• Work to be completed
Each line that includes "factories" must be copied from the records.

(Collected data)
┄┄┄┄┄┄

PR #675, opened 2023-05-18
266 integrate lowq2 tagger reconstruction

simonge:
Adds reconstructed particles from the LowQ2 tagger and includes them in the track matching for comparing the truth/reconstructed inclusive kinematics.
Almost everything has been implemented with stand alone factories using relatively simple methods. I will add comments with know issues which I'd like some feedback on.

- [ ] Bug fix (issue #__)
- [x] New feature (issue #__)
- [ ] Documentation update
- [ ] Other: __

Currently will need to source eicrecon-this.sh before running.

Adds some new factories to the default reconstruction.


simonge:
Ideally most of this could have been implemented with acts or using some of the available functions without full integration, I didn't work out how to approach this so have simple implementations with some obvious limits currently. Additionally I am unsure if I am using the data model correctly or if the data model is even designed to support this.

Tracking clusters - I have included a very simple cluster constructor which just links any pixels which see a hit and finds a central point based on weighting the positions based on energy. It is likely in this detector we will have non-negligible numbers of overlapping hits once all of the backgrounds have been included.

Tracking - Simple brute force loop over all combinations of hits, fitting with a straight line and cutting on the fit chi2. Combinatorics get impossible very quickly when adding background hits, a Kalman filter or neural network will need to be used at this stage to quickly eliminate options.

Reconstruction - ROOT TMVA approach to reconstructing the primary track parameters. Unsure of the best way of linking to an xml location which stores the weights. This also needs to address the problem of passing the beam energy through the simulation and reconstruction, the neural network weights currently included have been trained on a normalized energy but they still need to know how to scale the momentum back up once the vector has been made.

simonge:
This is currently passing all of the checks but shouldn't be for a couple of reasons I'll need some help fixing.

1. The BookMVA function from ROOT is returning a <FATAL> error when the file or method it's looking for aren't found. How do I pass this to the JANA logger to exit the run?
2. A new environment path will need to be introduced to store the weight file and needs to be set before running, where/how should this be stored? My current implementation used $JANA_PLUGIN_PATH and works ok in the container but can contain a many paths as it does in the checks here so isn't useable more generally.

DraTeots:
> 1. The BookMVA function from ROOT is returning a  error when the file or method it's looking for aren't found. How do I pass this to the JANA logger to exit the run?

You should throw JException with the explanation if such thing occurs

> 2. A new environment path will need to be introduced to store the weight file and needs to be set before running, where/how should this be stored? My current implementation used $JANA_PLUGIN_PATH and works ok in the container but can contain a many paths as it does in the checks here so isn't useable more generally.

There is a mechanism for such files called [LargeCalibrations](https://github.com/JeffersonLab/JANA2/blob/7a1c2a9961e154983356ed9e2e8e33e6ce594e77/src/libraries/JANA/Calibrations/JLargeCalibration.h#L99) 

The JLargeCalibration class is used to manage local resource files.
These would typically be larger files that are costly to download
every time the program is run. (i.e. if they come from the
JCalibration system.) Files are kept in a central location
on the local filesystem so only one copy needs to exist.

Full documentation lives in the link above. In short, you specify file name and resource directory. Files could be automatically downloaded from network storage the first time if they are not yet in resource directory. Thus we may put them at the same place as magnetic field maps and then specify in LargeCalibration class.

wdconinc:
Before you jump in and start using `JLargeCalibration`, we need to discuss this. We already have solutions that are integrated with the production campaigns, and I would rather not add another solution to this that we don't currently use.

DraTeots:
IMO it works the same as DD4Hep pulls magnetic field maps. The difference is that it is done via JANA code because this piece of code has nothing to do with DD4Hep. Thus my naïve approach would be to use it absolutely the same way through the same infrastructure

simonge:
Is there a JANA:RESOURCE_DIR which is included in the source/build automatically? Not knowing all of the solutions currently being deployed, my preferred approach would be to have a separate environment variable which could just be the library path for the main EICrecon JANA plugins. @veprbl suggested this (or similar) rather than my request in #703

simonge:
Alternatively iterate over the ":" delimited contents of JANA_PLUGIN_PATH checking if the path name exists.

simonge:
The plugin is now at least loading correctly looking at the CI output. I'm not sure any of the event samples used in the tests will see events in the Low Q2 tagger? Please can someone trawl through and check some of the changes I've made.

src/global/tracking/tracking.cc
```diff
@@ -66,9 +67,17 @@ void InitPlugin(JApplication *app) {
             "CentralTrackingParticles",                       // Tag name for multifactory
             {"CentralCKFTrajectories"},                       // eicrecon::TrackingResultTrajectory
             {"outputParticles",                               // edm4eic::ReconstructedParticle
-             "outputTrackParameters"},                        // edm4eic::TrackParameters
+             "outputTrackParametersT"},                        // edm4eic::TrackParameters
```
veprbl, line 70: Needs better naming.

src/detectors/LOWQ2/LowQ2ProtoCluster_factory.cc
```diff
@@ -0,0 +1,132 @@
...
+    m_log->info("LowQ2 Tagger Decoding complete...");
+
+  }
+
+
+  void LowQ2ProtoCluster_factory::ChangeRun(const std::shared_ptr<const JEvent> &event) {
+    // Nothing to do here
+  }
+
+  void LowQ2ProtoCluster_factory::Process(const std::shared_ptr<const JEvent> &event) {
```
veprbl, line 60: Algorithms like this and the others are supposed to be added to src/algorithms under LGPL3. Unit tests are also much welcome.

src/global/tracking/TrackerParticleCollector_factory.h
```diff
@@ -0,0 +1,42 @@
...
+
+
+namespace eicrecon {
+
+    /// This factory just collects reconstructed hits edm4eic::TrackerHit from different sources
+    /// And makes a single array out of them
+    class TrackerParticleCollector_factory : public JChainFactoryT<edm4eic::TrackParameters, TrackerHitReconstructionConfig> {
+
+    public:
+        TrackerParticleCollector_factory( std::vector<std::string> default_input_tags, TrackerHitReconstructionConfig cfg ):
```
veprbl, line 20: Would be nice to have consistent naming with respect to other implementations like https://github.com/eic/EICrecon/blob/main/src/global/pid/MergeTrack_factory.cc
Any ideas how to achieve that?

src/algorithms/reco/InclusiveKinematicsElectron.cc
```diff
@@ -99,19 +99,23 @@ namespace eicrecon {
...
     // Get incoming hadron beam
     const auto pi_coll = find_first_beam_hadron(mcparts);
-    if (pi_coll.size() == 0) {
-      m_log->debug("No beam hadron found");
-      return kinematics;
+//     if (pi_coll.size() == 0) {
+//       m_log->debug("No beam hadron found");
+//       return kinematics;
+//     }
+    if (pi_coll.size() > 0) {
```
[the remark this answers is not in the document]
simonge: Currently some files don't contain some beam particles but probably should be stored in meta data in the longer term e.g. beamgas backgrounds don't care what the other beam is. This just sets a default if that's the case but isn't a good long term solution.

src/detectors/LOWQ2/LowQ2Reconstruction_factory.cc
```diff
@@ -0,0 +1,138 @@
...
+  }
+
+  void LowQ2Reconstruction_factory::Process(const std::shared_ptr<const JEvent> &event) {
+
+    auto inputtracks =  event->Get<edm4eic::TrackParameters>(m_input_tag);
+
+    std::vector<edm4eic::TrackParameters*> outputLowQ2Particles(inputtracks.size());
+
+    // Reconstructed particle members which don't change
+    std::int32_t type   = 0; // Check?
```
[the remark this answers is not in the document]
simonge: This was a note to myself to check what this type referred to and if it should be 0?

src/detectors/LOWQ2/LowQ2ProtoCluster_factory.cc
```diff
@@ -0,0 +1,132 @@
...
+
+      // Filter to make sure everything is on the same detector layer
+      auto layerFilter = (module==module[maxIndex])*(layer==layer[maxIndex]);
+
+      // Loop over hits, adding neighbouring hits as relevant
+      while(indexList.size()){
+
+	auto index = indexList[0];
+	auto filter = avaliable*layerFilter*(abs(x-x[index])<=1)*(abs(y-y[index])<=1)*(abs(t-t[index])<1);
+	avaliable = avaliable*(!filter);
```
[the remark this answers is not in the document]
simonge: The logic works fine as far as I've tested, there might be more efficient and clear ways to code it.

src/detectors/LOWQ2/LowQ2ProtoCluster_factory.cc
simonge: I'm hoping to split bits of this PR into algorithms to be more in line with the philosophy of EICrecon in a future PR.

src/global/tracking/TrackerParticleCollector_factory.h
simonge: This was just a copy of 
[https://github.com/eic/EICrecon/blob/main/src/global/tracking/TrackerHitCollector_factory.cc
](https://github.com/eic/EICrecon/blob/main/src/global/tracking/TrackerHitCollector_factory.cc
)
Would it make sense to have a template collector/merge factory?

src/algorithms/reco/InclusiveKinematicsElectron.cc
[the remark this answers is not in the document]
simonge: For this and other beam configuration related parameters I have created some parameters in the JEventProcessorPODIO in anticipation of them being read from metadata in the future. Let me know if there's a better location for this.

src/detectors/LOWQ2/LowQ2Reconstruction_factory.cc
```diff
@@ -0,0 +1,138 @@
...
+    const char* env_p = getenv(m_environment_path.c_str());
+    if (env_p) {
+
+	std::string dir_path;
+        std::stringstream envvar_ss(env_p);
+        while (getline(envvar_ss, dir_path, ':')) {
+	    std::string weightName = dir_path +"/"+ m_file_path;
+	    if (std::filesystem::exists(weightName)){
+   		try{
+      		    m_method = dynamic_cast<TMVA::MethodBase*>(m_reader.BookMVA( m_method_name, weightName ));
```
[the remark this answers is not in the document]
simonge: The electron passes through the beam line dipole and quadropole magnets, a linear model would provide a very poor reconstruction.

Where would be best to put the training scripts? I have versions on my github but will tidy them up a bit to be a bit more legible

wdconinc:
I have concerns with this PR. It is turning into an everything and the kitchen sink PR. For example, all changes to inclusive kinematics classes are not related to the low Q2 tagger, and if you are going to change an algorithm interface to InclusiveKinematicsElectron, then you need to be consistent and do all similar algorithms. Please split this in several smaller PRs and please open a wider discussion before unilaterally making substantial changes like changes to defaults or configuration interfaces.

simonge:
Point taken, I've been jumbling up the integration of the detector with trying to analysis of some of the simulated backgrounds. I'll roll back the InclusiveKinematicsElectron changes.

I was more hoping for some advise as to where to locate the beam config parameters as they are quite important for the PR but don't belong entirely within the scope of the LowQ2

wdconinc:
> I was more hoping for some advise as to where to locate the beam config parameters

I agree that this needs discussion and a solution. But it should be in a separate PR, and probably even a dedicated discussion in a meeting. It also affects how to pass this in the geometry. Can you open a separate PR with your changes to InclusiveKinematicsElectron?

simonge:
> I agree that this needs discussion and a solution. But it should be in a separate PR, and probably even a dedicated discussion in a meeting.

Ok I will take this out too and just add it as a config for LowQ2Reconstruction_factory as that's all that uses it at the moment. Then in the future PR (after discussion) try and propagate the beam parameters through the code usefully

simonge:
I could split this further into track reconstruction from the detector and leave the ML particle reconstruction for a following PR. This would probably be of rather limited use for physics studies.

veprbl:
> The electron passes through the beam line dipole and quadropole magnets, a linear model would provide a very poor reconstruction.

I also heard @ajentsch saying that he plans to move to ML reconstruction too, as, apparently, the linear model doesn't work too, in some extreme cases, in FF. However, we still would prefer a simple model. I see that the weight file is quite big (will take a while to parse on each EICrecon invocation, which will add up...) and contains 4 hidden layers. I would not want to take away too much of your time, but I think we could use an optimization here. Would it be possible to do the same fit with a simpler model?

> Where would be best to put the training scripts? I have versions on my github but will tidy them up a bit to be a bit more legible

Ideally those go into detector benchmarks [1] so that we always have the latest artifacts produced for every version of the epic geometry. Of course, it would really help to be able to see your code to have a concrete discussion.

[1] https://eicweb.phy.anl.gov/EIC/benchmarks/detector_benchmarks

src/detectors/LOWQ2/LowQ2ProtoCluster_factory.cc
veprbl: A reason to split the logic into algorithms ASAP is because we would also like to have someone contribute basic unit tests for this code.

src/global/tracking/TrackerParticleCollector_factory.h
veprbl: I think, it's fine to keep it as a copy for this PR. We would want to file an issue to track possible merging of those factories.

src/algorithms/reco/InclusiveKinematicsElectron.cc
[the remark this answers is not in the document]
veprbl: Perhaps, a way to address @wdconinc's suggestion would be to take this change out from this PR and address this properly, or start a discussion on how to do it.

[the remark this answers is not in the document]
veprbl: Oh, I didn't notice that you've already done it.

simonge:
> Ideally those go into detector benchmarks [1] so that we always have the latest artifacts produced for every version of the epic geometry. Of course, it would really help to be able to see your code to have a concrete discussion.
> 
> [1] https://eicweb.phy.anl.gov/EIC/benchmarks/detector_benchmarks

Is this still the correct location for benchmarks and training scripts? The same repository is on this github organisation.

It would be nice to get this merged in some form. I keep on needing to repeat the same changes when merging of main doesn't track the files quite right and duplicating global changes on the local files to keep it up to date.

wdconinc:
> It would be nice to get this merged in some form.

I completely agree. This is just a large PR which hampers getting it reviewed efficiently. It also appears that changes are still being added, which makes it seem like the changes are not final yet.

src/algorithms/fardetectors/FarDetectorLinearTracking.cc
```diff
@@ -0,0 +1,177 @@
+// Created by Simon Gardner to do LowQ2 tracking
+// Subject to the terms in the LICENSE file found in the top-level directory.
+//
```
wdconinc, line 3: Use SPDX license header throughout for all src/algorithms files.

src/algorithms/fardetectors/FarDetectorLinearTracking.cc
```diff
@@ -0,0 +1,177 @@
...
+                  edm4hep::Vector3f pos(exitPos.x()*10,exitPos.y()*10,exitPos.z()*10); //Temp unit transform
+                  edm4eic::Cov3f    posError;
+
+
+                  edm4hep::Vector3f mom(outVec.x(),outVec.y(),outVec.z()); //Temp unit transform
+                  edm4eic::Cov3f    momError;
+
+
+//                edm4eic::TrackPoint outTrack(pos,posError,mom,momError,time,timeError,theta,phi,dirError,path,pathError);
+//                outputTracks->push_back(outTrack);
```
wdconinc, line 163: See https://github.com/eic/EICrecon/pull/862/commits/f10c14fdab71cffefbfea5d28cfd98cf2dd79b7f for a robust solution to EDM4eic versioning.

wdconinc: Or just remove the TrackPoint if you don't want to write it.

src/algorithms/fardetectors/FarDetectorLinearTracking.cc
```diff
@@ -0,0 +1,177 @@
...
+                  if(outVec.Z()>0) outVec*=-1;
+
+                  //position vector crosses x axis, swap to z exit later
+                  auto exitPos = outPos-(outPos.x()/outVec.x())*outVec;
+
+                  // Create track parameters edm4eic structure
+                  // TODO - populate more of the fields
+                  int type = 0;
+                  // Plane Point
+                  edm4hep::Vector2f loc(exitPos.y()*10,exitPos.z()*10); //Temp unit transform
```
wdconinc, line 136: The `loc` is position on a cylinder, i.e. `(std::hypot(x,y), z)`.

src/algorithms/fardetectors/FarDetectorLinearTracking.cc
```diff
@@ -0,0 +1,177 @@
...
+                  outputTracks->push_back(outTrack);
+
+                  // Plane Point
+                  edm4hep::Vector3f pos(exitPos.x()*10,exitPos.y()*10,exitPos.z()*10); //Temp unit transform
+                  edm4eic::Cov3f    posError;
+
+
+                  edm4hep::Vector3f mom(outVec.x(),outVec.y(),outVec.z()); //Temp unit transform
+                  edm4eic::Cov3f    momError;
+
```
wdconinc, line 160: This may fail compilation unless you add `[[maybe_unused]]`.

src/algorithms/fardetectors/FarDetectorLinearTracking.h
```diff
@@ -0,0 +1,38 @@
...
+
+#include <spdlog/spdlog.h>
+
+// Event Model related classes
+#include <edm4eic/TrackParametersCollection.h>
+
+#include <extensions/jana/JChainFactoryT.h>
+#include <extensions/spdlog/SpdlogMixin.h>
+#include <spdlog/logger.h>
+#include <services/geometry/dd4hep/JDD4hep_service.h>
```
wdconinc, line 15: Use `"` for all headers inside EICrecon (tree-wide).

This matters since we build EICrecon in CI while a system-wide EICrecon is already available, so using `<services/geometry/dd4hep/JDD4hep_service.h>` will find the system-wide version, while `"services/geometry/dd4hep/JDD4hep_service.h"` will find the local version which might have local changes.

We don't have a CI test for this, but really should have one.

src/algorithms/fardetectors/FarDetectorLinearTrackingConfig.h
```diff
@@ -0,0 +1,19 @@
...
+#include "FarDetectorTrackerClusterConfig.h"
+
+namespace eicrecon {
+  struct FarDetectorLinearTrackingConfig {
+
+    FarDetectorTrackerClusterConfig detconf;
+
+    int   layer_hits_max{4};
+
+    float chi2_max{4};
```
wdconinc, line 16: Add comment with info.

src/algorithms/fardetectors/FarDetectorLinearTrackingConfig.h
```diff
@@ -0,0 +1,19 @@
...
+
+#pragma once
+
+#include <spdlog/spdlog.h>
+#include "FarDetectorTrackerClusterConfig.h"
+
+namespace eicrecon {
+  struct FarDetectorLinearTrackingConfig {
+
+    FarDetectorTrackerClusterConfig detconf;
```
wdconinc, line 12: Nesting config is not allowed. That prevents specifying configuration in a simple format where we don't need to know the exact structure underlying this. Each config should be simple types only.

src/algorithms/fardetectors/FarDetectorLinearTrackingConfig.h
```diff
@@ -0,0 +1,19 @@
+// SPDX-License-Identifier: LGPL-3.0-or-later
+// Copyright (C) 2023, Simon Gardner
+
+#pragma once
+
+#include <spdlog/spdlog.h>
```
wdconinc, line 6: Config should not include anything beyond e.g. `<string>`.
```suggestion
```

src/algorithms/fardetectors/FarDetectorMLReconstructionConfig.h
```diff
@@ -0,0 +1,17 @@
+// SPDX-License-Identifier: LGPL-3.0-or-later
+// Copyright (C) 2022, 2023, Christopher Dilks, Luigi Dello Stritto
+
```
wdconinc, line 3: Make sure to update all copyright headers to be correct.

src/algorithms/fardetectors/FarDetectorTrackerCluster.cc
```diff
@@ -0,0 +1,143 @@
...
+
+    // Set up clustering variables
+    ROOT::VecOps::RVec<bool> available(module.size(), 1);
+    ROOT::VecOps::RVec<int>  indices  (module.size());
+
+//     std::vector<eicrecon::TrackerCluster*> outputClusters;
+    auto outputClusters = std::make_unique<edm4hep::TrackerHitCollection>();
+
+    for(ulong i = 0; i<indices.size(); i++)
+      indices[i] = i;
```
wdconinc, line 55: Add braces for readability.

src/algorithms/fardetectors/FarDetectorTrackerCluster.cc
```diff
@@ -0,0 +1,143 @@
...
+
+      double xPos      = 0;
+      double yPos      = 0;
+      double zPos      = 0;
+      float  weightSum = 0;
+
+      float esum   = 0;
+      float t0     = 0;
+      float tError = 0;
+      //pCluster->associatedHits = std::vector<edm4eic::RawTrackerHit>;
```
wdconinc, line 71: Remove all commented lines, or add another comment explaining why commented code should be maintained.

src/algorithms/fardetectors/FarDetectorTrackerCluster.cc
```diff
@@ -0,0 +1,143 @@
...
+
+      // Filter to make sure everything is on the same detector layer
+      auto layerFilter = (module==module[maxIndex])*(layer==layer[maxIndex]);
+
+      // Loop over hits, adding neighbouring hits as relevant
+      while(indexList.size()){
+
+        auto index = indexList[0];
+        auto filter = available*layerFilter*(abs(x-x[index])<=1)*(abs(y-y[index])<=1)*(abs(t-t[index])<1);
+        available = available*(!filter);
```
wdconinc, line 91: This seems clunky.

src/algorithms/pid/ParticlesWithPID.cc
```diff
@@ -79,9 +78,9 @@ namespace eicrecon {
                     continue;
                 }
 
-                const auto p_mag = std::hypot(p.x, p.y, p.z);
-                const auto p_phi = std::atan2(p.y, p.x);
-                const auto p_eta = std::atanh(p.z / p_mag);
+                const double p_mag = std::hypot((double)p.x, (double)p.y, (double)p.z);
```
wdconinc, line 81: Use `static_cast`.

wdconinc: and you can just do a `static_cast` on the result of `hypot`.

src/algorithms/pid/ParticlesWithPID.cc
```diff
@@ -92,6 +91,12 @@ namespace eicrecon {
                                    deta < m_cfg.etaTolerance &&
                                    dsphi < sinPhiOver2Tolerance;
 
+               // Matching kinematics with the static variables doesn't work at low angles and within beam divergence
+               // Maybe reconsider variables used or divide into regions
+               if ((p_eta < -5) || (edm4eic::eta(mom) < -5)) {
```
wdconinc, line 96: Can't we use `edm4eic::eta(p)` here?

src/detectors/LOWQ2/LOWQ2.cc
```diff
@@ -0,0 +1,66 @@
+// Copyright 2023, Simon Gardner
+// Subject to the terms in the LICENSE file found in the top-level directory.
+//
+//
+
+#include <Acts/Propagator/Navigator.hpp>
```
wdconinc, line 6: Shouldn't need an Acts header here.

src/detectors/LOWQ2/LowQ2_DNN_CPU.weights.xml
wdconinc, line 1: This cannot be part of the repository.

src/detectors/LOWQ2/LOWQ2.cc
```diff
@@ -0,0 +1,66 @@
...
+    // -------------------------------
+
+    // Digitization
+    SiliconTrackerDigiConfig digi_cfg;
+    //digi_cfg.timeResolution = 2.5; // Change timing resolution.
+
+    //Clustering config
+    FarDetectorTrackerClusterConfig cluster_cfg;
+    //Ensure same detector is passed to digi and clustering
+    cluster_cfg.readout = "TaggerTrackerHits";
```
wdconinc, line 37: Preferred is:
```suggestion
    FarDetectorTrackerClusterConfig cluster_cfg{
      //Ensure same detector is passed to digi and clustering
      .readout = "TaggerTrackerHits",
    };
```
or even directly into the lines below without naming a variable.

src/factories/fardetectors/FarDetectorLinearTracking_factoryT.h
```diff
@@ -0,0 +1,100 @@
...
+              logger()->debug("Find layer field {}, index = {}",  cfg.detconf.xField, cfg.detconf.x_idx);
+            }
+            if (!cfg.detconf.yField.empty()) {
+              cfg.detconf.y_idx = id_dec->index(cfg.detconf.yField);
+              logger()->debug("Find layer field {}, index = {}", cfg.detconf.yField, cfg.detconf.y_idx);
+            }
+          } catch (...) {
+            logger()->error("Failed to load ID decoder for {}", cfg.detconf.readout);
+            throw JException("Failed to load ID decoder");
+          }
```
wdconinc, line 69: We should not modify `cfg` in the factory. Assume it will become `const` at some point, at least within the scope of this class. This must be done in the algorithm.

src/factories/fardetectors/FarDetectorLinearTracking_factoryT.h
```diff
@@ -0,0 +1,100 @@
...
+
+        }
+
+    private:
+
+        eicrecon::FarDetectorLinearTracking m_reco_algo;        // Actual digitisation algorithm
+
+        dd4hep::BitFieldCoder *id_dec{nullptr};
+        std::shared_ptr<JDD4hep_service> m_geoSvc;
```
wdconinc, line 96: Factory doesn't need these as member fields.

src/factories/fardetectors/FarDetectorMLReconstruction_factoryT.h
```diff
@@ -0,0 +1,91 @@
...
+      eicrecon::FarDetectorMLReconstruction m_reco_algo;        // ML reconstruction fitting algorithm
+
+      float m_electron_beamE = 10*dd4hep::GeV;
+
+      float m_electron{0.000510998928}; //TODO: Link to constant elsewhere?
+
+      // Stuff to add to config
+      std::string m_method_name{"DNN_CPU"};
+      std::string m_file_path{"LowQ2_DNN_CPU.weights.xml"};
+      std::string m_environment_path{"JANA_PLUGIN_PATH"};
```
wdconinc, line 87: Unused in factory.

src/factories/fardetectors/FarDetectorTrackerCluster_factoryT.h
```diff
@@ -0,0 +1,108 @@
...
+            m_log->debug("Find layer field {}, index = {}",  cfg.xField, cfg.x_idx);
+          }
+          if (!cfg.yField.empty()) {
+            cfg.y_idx = id_dec->index(cfg.yField);
+            m_log->debug("Find layer field {}, index = {}", cfg.yField, cfg.y_idx);
+          }
+        } catch (...) {
+          m_log->error("Failed to load ID decoder for {}", cfg.readout);
+          throw JException("Failed to load ID decoder");
+        }
```
wdconinc, line 75: Into algorithm.

src/factories/fardetectors/FarDetectorTrackerCluster_factoryT.h
```diff
@@ -0,0 +1,108 @@
...
+
+      }
+
+
+  private:
+      eicrecon::FarDetectorTrackerCluster m_reco_algo;        // Actual digitisation algorithm
+
+      dd4hep::BitFieldCoder *id_dec{nullptr};
+      std::shared_ptr<JDD4hep_service> m_geoSvc;
```
wdconinc, line 104: Remove.

src/global/tracking/tracking.cc
```diff
@@ -90,5 +91,21 @@ void InitPlugin(JApplication *app) {
...
+      {"CombinedTrajectories"},
+        app));    // Output collection name
+
+    // Tracker hits collector from ACTS and other factories
+    app->Add(new JChainMultifactoryGeneratorT<TrackerTrajectoryCollector_factory>(
+                                                                                  "CombinedSeededTrajectories",
+      {"CentralCKFSeededTrajectories",  // ACTS output
+          "LowQ2Trajectories"},            // Low Q2 output
+      {"CombinedSeededTrajectories"},
+        app));  // Output collection name
```
wdconinc, line 108: Fix alignment.

wdconinc:
The more we can split this up in little pieces and submit as separate PRs, the sooner this can get merged in pieces too. Take what's stable and split it off, but make sure to address the comments here since they would not propagate to a new PR.

michael-pitt:
Hi @simonge 
Does the beam energy is hardcoded `float m_electron_beamE = 10*dd4hep::GeV;` or it can be defined by the user?

veprbl:
> > Ideally those go into detector benchmarks [1] so that we always have the latest artifacts produced for every version of the epic geometry. Of course, it would really help to be able to see your code to have a concrete discussion.
> > [1] https://eicweb.phy.anl.gov/EIC/benchmarks/detector_benchmarks
> 
> Is this still the correct location for benchmarks and training scripts? The same repository is on this github organisation.

Yes, the eicweb is primary and GitHub is currently only a mirror. Do you have access to eicweb?

simonge:
> > > Ideally those go into detector benchmarks [1] so that we always have the latest artifacts produced for every version of the epic geometry. Of course, it would really help to be able to see your code to have a concrete discussion.
> > > [1] https://eicweb.phy.anl.gov/EIC/benchmarks/detector_benchmarks
> > 
> > 
> > Is this still the correct location for benchmarks and training scripts? The same repository is on this github organisation.
> 
> Yes, the eicweb is primary and GitHub is currently only a mirror. Do you have access to eicweb?

I believe I have access, yes thanks. Can I check if my understanding of how this might end up working is reasonably accurate, how much of this should/could be automated.

A large source of specific training events are stored somewhere.
If the detector geometry is updated (ideally only triggered on specific features changing) the simulation and reconstruction are run, only needing to output the relevant collections.
The network is retrained on the output and tagged and saved (somewhere) with benchmarks that check it's not messed everything up.

veprbl:
> > > > Ideally those go into detector benchmarks [1] so that we always have the latest artifacts produced for every version of the epic geometry. Of course, it would really help to be able to see your code to have a concrete discussion.
> > > > [1] https://eicweb.phy.anl.gov/EIC/benchmarks/detector_benchmarks
> > > 
> > > 
> > > Is this still the correct location for benchmarks and training scripts? The same repository is on this github organisation.
> > 
> > 
> > Yes, the eicweb is primary and GitHub is currently only a mirror. Do you have access to eicweb?
> 
> I believe I have access, yes thanks. Can I check if my understanding of how this might end up working is reasonably accurate, how much of this should/could be automated.
> 
> A large source of specific training events are stored somewhere. If the detector geometry is updated (ideally only triggered on specific features changing) the simulation and reconstruction are run, only needing to output the relevant collections. The network is retrained on the output and tagged and saved (somewhere) with benchmarks that check it's not messed everything up.

This all sounds correct. I think, it would be okay to run training on every detector_benchmarks run using only few events. For producing the calibrations for production we'd manually trigger benchmarks to simulate many more events. My understanding is that @sly2j can pin arbitrary artifacts so that they don't get removed from eicweb and we can access them from there.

┄┄┄┄┄┄

• Answer area
Almost everything has been implemented with stand alone factories using relatively simple methods. I will add comments with know issues which I'd like some feedback on.
Adds some new factories to the default reconstruction.
veprbl: I think, it's fine to keep it as a copy for this PR. We would want to file an issue to track possible merging of those factories.
src/factories/fardetectors/FarDetectorLinearTracking_factoryT.h
src/factories/fardetectors/FarDetectorLinearTracking_factoryT.h
src/factories/fardetectors/FarDetectorMLReconstruction_factoryT.h
src/factories/fardetectors/FarDetectorTrackerCluster_factoryT.h
src/factories/fardetectors/FarDetectorTrackerCluster_factoryT.h
+    // Tracker hits collector from ACTS and other factories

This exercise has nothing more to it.